The unit is designed to provide students with practical experience in using statistical methodologies to solving real-world problems. The key word in the unit is “practical.” A focus on both real data and simulated realistic data will be a major component of the applied statistics unit. Each concept will be taught in a bottom-up way that will allow students to understand the vital role of the field of probability and statistics in academic and industrial engineering research.

Aims: To give students a thorough grounding in statistical methodologies and to enable students to use these techniques to answer questions about real world data from engineering / applied science.

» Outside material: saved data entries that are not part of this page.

PR #685, opened 2017-01-02
Load data 34 times faster!

MaanooAk:
From
screenshot from 2017-01-02 15-24-56
to
screenshot from 2017-01-02 16-06-28
(after the first time)

### How
I create a `cache.docx` file which contains all the other `*.docx`. Every time the read csv function is called the the file is added to the cache file. The first time (before the creation of the cache) the load time is like the old days and from the second time and after all the loading is happening from the cache structure much faster (= 34 times faster).

### Notes
- The cache file is only around 13 MB
- Fixed the timers wrong logic
- Comments are not cached

### DIFF
--- a/assets/.gitignore
+++ b/assets/.gitignore
@@ -1,5 +1,2 @@
 # converted game assets
 /converted
-
-# cache files
-cache.docx
--- a/assets/.gitignore
+++ b/assets/.gitignore
@@ -1,2 +1,5 @@
 # converted game assets
 /converted
+
+# cache files
+cache.docx
--- a/libopenage/gamestate/game_spec.cpp
+++ b/libopenage/gamestate/game_spec.cpp
@@ -1,4 +1,4 @@
-// Copyright 2015-2016 the openage authors. See copying.md for legal info.
+// Copyright 2015-2017 the openage authors. See copying.md for legal info.
 
 #include "../assetmanager.h"
 #include "../engine.h"
--- a/libopenage/gamestate/game_spec.cpp
+++ b/libopenage/gamestate/game_spec.cpp
@@ -38,7 +38,9 @@ bool GameSpec::initialize() {
 	util::Dir gamedata_dir = this->assetmanager->get_data_dir()->append(this->data_path);
 
 	log::log(MSG(info) << "Loading game specification files...");
-	this->gamedata = util::recurse_data_files<gamedata::empiresdat>(gamedata_dir, "gamedata-empiresdat.docx");
+	util::csv_file_map_t *tmp = load_multi_csv_file(gamedata_dir, "gamedata.docx");
+	this->gamedata = util::recurse_data_files<gamedata::empiresdat>(gamedata_dir, "gamedata-empiresdat.docx", tmp);
+	delete tmp;
 
 	this->on_gamedata_loaded(this->gamedata);
 	this->gamedata_loaded = true;
--- a/libopenage/gamestate/game_spec.cpp
+++ b/libopenage/gamestate/game_spec.cpp
@@ -36,7 +36,6 @@ bool GameSpec::initialize() {
 	util::Dir gamedata_dir = this->assetmanager->get_data_dir()->append(this->data_path);
 
 	util::csv_file_map_t *meta_file_map = load_multi_csv_file(gamedata_dir, "gamedata.docx");
-	util::csv_file_map = meta_file_map;
 
 	this->load_terrain(*this->assetmanager, meta_file_map);
 
--- a/libopenage/gamestate/game_spec.cpp
+++ b/libopenage/gamestate/game_spec.cpp
@@ -33,14 +33,13 @@ bool GameSpec::initialize() {
 	util::Timer load_timer;
 	load_timer.start();
 
+	util::load_csv_file_cache(*this->assetmanager->get_data_dir());
+
 	this->load_terrain(*this->assetmanager);
 
 	util::Dir gamedata_dir = this->assetmanager->get_data_dir()->append(this->data_path);
 
-	log::log(MSG(info)
-	         << "loading game specification files... "
-	         << "will be faster once we use nyan, so please help!");
-
+	log::log(MSG(info) << "Loading game specification files... (will take a while only the first time)");
 	this->gamedata = util::recurse_data_files<gamedata::empiresdat>(gamedata_dir, "gamedata-empiresdat.docx");
 
 	this->on_gamedata_loaded(this->gamedata);
--- a/libopenage/gamestate/game_spec.cpp
+++ b/libopenage/gamestate/game_spec.cpp
@@ -38,7 +38,7 @@ bool GameSpec::initialize() {
 	util::csv_file_map_t *meta_file_map = load_multi_csv_file(gamedata_dir, "gamedata.docx");
 	util::csv_file_map = meta_file_map;
 
-	this->load_terrain(*this->assetmanager);
+	this->load_terrain(*this->assetmanager, meta_file_map);
 
 	log::log(MSG(info) << "Loading game specification files...");
 	this->gamedata = util::recurse_data_files<gamedata::empiresdat>(gamedata_dir, "gamedata-empiresdat.docx", meta_file_map);
@@ -307,7 +307,7 @@ void GameSpec::load_projectile(const gamedata::unit_projectile &proj, unit_meta_
 	}
 }
 
-void GameSpec::load_terrain(AssetManager &am) {
+void GameSpec::load_terrain(AssetManager &am, util::csv_file_map_t *file_map) {
 
 	// Terrain data files
 	util::Dir *data_dir = am.get_data_dir();
@@ -315,7 +315,7 @@ void GameSpec::load_terrain(AssetManager &am) {
 	std::vector<gamedata::string_resource> string_resources;
 	util::read_csv_file(asset_dir.join("string_resources.docx"), string_resources);
 	std::vector<gamedata::terrain_type> terrain_meta;
-	util::read_csv_file(asset_dir.join("gamedata/gamedata-empiresdat/0000-terrains.docx"), terrain_meta);
+	util::read_csv_file(asset_dir.join("gamedata/gamedata-empiresdat/0000-terrains.docx"), terrain_meta, file_map);
 	std::vector<gamedata::blending_mode> blending_meta;
 	util::read_csv_file(asset_dir.join("blending_modes.docx"), blending_meta);
 
--- a/libopenage/gamestate/game_spec.cpp
+++ b/libopenage/gamestate/game_spec.cpp
@@ -33,14 +33,15 @@ bool GameSpec::initialize() {
 	util::Timer load_timer;
 	load_timer.start();
 
-	this->load_terrain(*this->assetmanager);
-
 	util::Dir gamedata_dir = this->assetmanager->get_data_dir()->append(this->data_path);
 
+	util::csv_file_map_t *meta_file_map = load_multi_csv_file(gamedata_dir, "gamedata.docx");
+	util::csv_file_map = meta_file_map;
+
+	this->load_terrain(*this->assetmanager);
+
 	log::log(MSG(info) << "Loading game specification files...");
-	util::csv_file_map_t *tmp = load_multi_csv_file(gamedata_dir, "gamedata.docx");
-	this->gamedata = util::recurse_data_files<gamedata::empiresdat>(gamedata_dir, "gamedata-empiresdat.docx", tmp);
-	delete tmp;
+	this->gamedata = util::recurse_data_files<gamedata::empiresdat>(gamedata_dir, "gamedata-empiresdat.docx", meta_file_map);
 
 	this->on_gamedata_loaded(this->gamedata);
 	this->gamedata_loaded = true;
--- a/libopenage/gamestate/game_spec.cpp
+++ b/libopenage/gamestate/game_spec.cpp
@@ -33,13 +33,11 @@ bool GameSpec::initialize() {
 	util::Timer load_timer;
 	load_timer.start();
 
-	util::load_csv_file_cache(*this->assetmanager->get_data_dir());
-
 	this->load_terrain(*this->assetmanager);
 
 	util::Dir gamedata_dir = this->assetmanager->get_data_dir()->append(this->data_path);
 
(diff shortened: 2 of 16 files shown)


TheJJ:
Very good. But I'd push this even further: As I can't see cache invalidation currently (which is very important), I'd like you to generate this one file only in the first place. Then it's no longer a cache and we just pack everything in this one file from the `Exportable`.

The entry call is in `convert_metadata` of `openage/convert/driver.py`. You may add a new parameter to the `add_data` that specifies that the output shall be just one file.

The file generation of data fed in by `add_data` happens in `openage/convert/dataformat/data_formatter.py` when the `export(target_folder)` is invoked.
This means if you add a flag so that `add_data` will store the data passed just in a single file, `export(target_folder)` will then actually write it, in just a single file.

In `export` there's the `files` dict, where you basically save to the same file (`files[single_file_name]`) (which is done by `add_snippet`), which has the name you passed as cache file name.

In other words:

``` python
# The snippet.file_name has to be "overridden" to the "cache" file
# and the target name is set when the data was added with add_data(...)

if snippet.file_name not in files:
    files[snippet.file_name] = GeneratedFile(snippet.file_name, format_)

files[snippet.file_name].add_snippet(snippet)
```

MaanooAk:
If I understand correctly you are saying to generate a single file instead of all of these docx files when the conversion is happening (Am I correct?)

I tried to do this but I could not understand the full thing... (also I'm not experienced with Python at all, my code compliance pr was my fist real thing written in python). So I made this thing instead, as a fast tmp solution.

I will try to take an other look at the convert code tomorrow (so I can understand what you are talking about).

**However**: Merging all the files after the conversion (one time thing) could be a much much simpler solution.

TheJJ:
Yes, exactly. Don't write thousands of files but instead just one, which has exactly the format you used for the cache file.

Writing the files as is and then merging them is easier currently, but this will take a very long time for the non-SSD users and also you don't have cache-invalidation currently if i didn't miss it. The exported game data may change any time (if we discover or enable new values), so we need the invalidation.

It shouldn't be too hard to change the `DataFormatter` to save snippets (pieces of text) from multiple files into one file where each part is annotated with your `## $filename` marker, I tried to give you hints in my comment above :) If you have further questions, just ask.

assets/.gitignore
```diff
@@ -1,2 +1,5 @@
 # converted game assets
 /converted
+
+# cache files
+cache.docx
```
TheJJ: if we now create the single file directly, this isn't needed any more.

libopenage/main.cpp
```diff
@@ -34,6 +34,8 @@ int run_game(const main_arguments &args) {
 	auto &cvar_manager = engine.get_cvar_manager();
 	cvar_manager.load_main_config();
 
+	util::load_csv_files(data_dir.join("converted/meta.docx"));
+
```
TheJJ: This is just a side-effect method without returning anything, so we should avoid it. Also, this should not happen in the `main.cpp`, instead in `game_spec.cpp` so it is accounted to the right timer and is also located in the right file.

libopenage/util/file.cpp
```diff
@@ -92,5 +92,32 @@ std::vector<std::string> file_get_lines(const std::string &file_name) {
 	return result;
 }
 
+std::unordered_map<std::string, std::vector<std::string>> csv_file_map;
```
TheJJ: ugh. global variables are a no-go.

libopenage/util/file.cpp
```diff
@@ -92,5 +92,32 @@ std::vector<std::string> file_get_lines(const std::string &file_name) {
...
+	}
+
+	std::vector<std::string> lines = file_get_lines(path);
+
+	std::string current_file = "";
+	for (auto& line : lines) {
+		if (line[0] == '#' && line[1] == '#' && line[2] == ' ') {
+			current_file = "./assets/converted" + line.erase(0, 3);
+			csv_file_map.emplace(current_file, std::vector<std::string>());
+		}
```
TheJJ: This method should rather return the map that is currently global. Then the returned map is passed to the csv reader as pointer, which is `nullptr` by default. If it's not `nullptr`, the map is used as cache.

That is, the entry call for loading the csv files (`recurse_data_files`) gets this map as new argument.

The `./assets/converted` should also not be hardcoded. The prefix is already known as game spec basedir (which is `gamedata_dir` in `game_spec.cpp`).

libopenage/gamestate/game_spec.cpp
```diff
@@ -37,10 +37,7 @@ bool GameSpec::initialize() {
 
 	util::Dir gamedata_dir = this->assetmanager->get_data_dir()->append(this->data_path);
 
-	log::log(MSG(info)
-	         << "loading game specification files... "
-	         << "will be faster once we use nyan, so please help!");
-
+	log::log(MSG(info) << "Loading game specification files...");
 	this->gamedata = util::recurse_data_files<gamedata::empiresdat>(gamedata_dir, "gamedata-empiresdat.docx");
```
TheJJ: here, the single-file is read and returned as map. this map is then passed as argument to `recurse_data_files`.

libopenage/util/file.h
```diff
@@ -7,6 +7,7 @@
 #include <fstream>
 #include <string>
 #include <vector>
+#include <unordered_map>
```
TheJJ: alphabetical ordering pls

libopenage/util/file.h
```diff
@@ -38,41 +42,68 @@ template<typename lineformat>
 void read_csv_file(const std::string &fname, std::vector<lineformat> &out) {
```
TheJJ: i'd add a new `read_csv_file` which does not open the file but instead uses the data from the map. we have to do this when deglobalizing the map.

alternatively, we can add another optional argument which provides the file data already (from the map), so the open and read is bypassed and the map data is used instead.

openage/convert/dataformat/data_formatter.py
```diff
@@ -184,5 +184,10 @@ def export(self, projectdir, requested_formats):
         # we now invoke the content generation for each generated file
         for gen_file in generate_files:
             file_name, content = gen_file.generate()
-            with projectdir[file_name].open('wb') as outfile:
-                outfile.write(content.encode('utf-8'))
+            if gen_file.format_ in {"csv"}:
+                with open('assets/converted/meta.docx', 'ab') as outfile:
+                    outfile.write(('## ' + file_name + '\n').encode('utf-8'))
+                    outfile.write(content.encode('utf-8'))
```
TheJJ: hehe no that's too simple. we generate way more files with this method which are not part of the gamespec and should still be separate. also, the `assets/converted/...` must not be hardcoded.

I would change the `def add_data(self, data_set_pile, prefix=None):` to have a new argument `single_output=None`.

This info is then passed around up to the `generate()` function, which returns another value, which is again the `single_output`. Then you can check if the single output was activated, and perform the write you did here.

Namely not just convert every `csv` to the `meta.docx`, but instead let each generated file specify where it wants to be packed to. And that information is provided by `add_data` already.

MaanooAk:
So this is what I did:
- All the game data files are now exported in `assets/converted/gamedata.docx` by implementing the `single_output` option:
```python
data_formatter.add_data(data_dump[0], prefix="gamedata/", single_output="gamedata")
```
- I stopped the sorting and dependacy things in the generation for csv files.
- All other `.docx` are exported as they did.

So this is what I did and what I din't do:
- I change all the file caching code, by the way this no longer a caching but a packing, but the global object (now a pointer) can't go away. 

The file map is passed as an argument but the code that call the reading function is **autogenerated**...

libopenage/gamestate/game_spec.cpp
```diff
@@ -33,15 +33,15 @@ bool GameSpec::initialize() {
...
-
 	util::Dir gamedata_dir = this->assetmanager->get_data_dir()->append(this->data_path);
 
-	log::log(MSG(info)
-	         << "loading game specification files... "
-	         << "will be faster once we use nyan, so please help!");
+	util::csv_file_map_t *meta_file_map = load_multi_csv_file(gamedata_dir, "gamedata.docx");
+	util::csv_file_map = meta_file_map;
+
+	this->load_terrain(*this->assetmanager);
```
MaanooAk: `load_terrain` needs the `meta_file_map` should I just pass it?

MaanooAk:
- Removed the global object
- Made file map optional argument
- Changed the gen files to use the file map (took me some time)

I think we are ready to go!

TheJJ:
Cool :)
Next idea: Now meld this together in the asset manager. This is another step towards nyan, and will simplify things even more. That way, any entity can request the load of some file from the asset manager, which will have this loaded-file-map and can also watch for file changes with inotify (it can do that already).
Then the data loading is finally at one central entity. Keep up the good work!

openage/convert/dataformat/struct_definition.py
```diff
@@ -35,6 +35,7 @@ def __init__(self, target):
         self.name_struct        = target.name_struct         # !< name of generated C struct
         self.struct_description = target.struct_description  # !< comment placed above generated C struct
         self.prefix             = None
+        self.single_output      = None
```
TheJJ: can you please comment those?

openage/convert/dataformat/members.py
```diff
@@ -671,8 +671,8 @@ def get_snippets(self, file_name, format_):
 
             # function to recursively read the referenced files
             txt.extend((
-                "int %s::recurse(openage::util::Dir basedir) {\n" % (self.type_name),
-                "\tthis->index_file.read(basedir); //read ref-file entries\n",
+                "int %s::recurse(openage::util::Dir basedir, openage::util::csv_file_map_t *file_map) {\n" % (self.type_name),
+                "\tthis->index_file.read(basedir, file_map); //read ref-file entries\n",
```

Intended learning outcomes

  1. Use discrete and continuous probability distributions, sampling distributions, simple and multivariate linear regression. Understand classical statistical inference and have an appreciation of model comparison.
  2. In addition to covering more advanced topics related to traditional multiple regression/correlation, the students will understand logistic regression, experimental design, reliability data analysis and bootstrap techniques.
  3. Experience of applying statistical techniques to data.
  4. Select statistical methodologies for new and unfamiliar problems and justify their use.
  5. Practise interpreting the results obtained from using of statistical methodologies.

Teaching details

Teaching will be delivered through a combination of synchronous and asynchronous sessions, including lectures, supported by live online sessions, problem sheets and self-directed exercises.

Assessment Details

1 Summative Assessment, 100% - Coursework. This will assess all ILOs.

Reading and References

W.Mendenhall & T. Sincich, "Statistics for Engineering and the Sciences", CRC Press, 2016.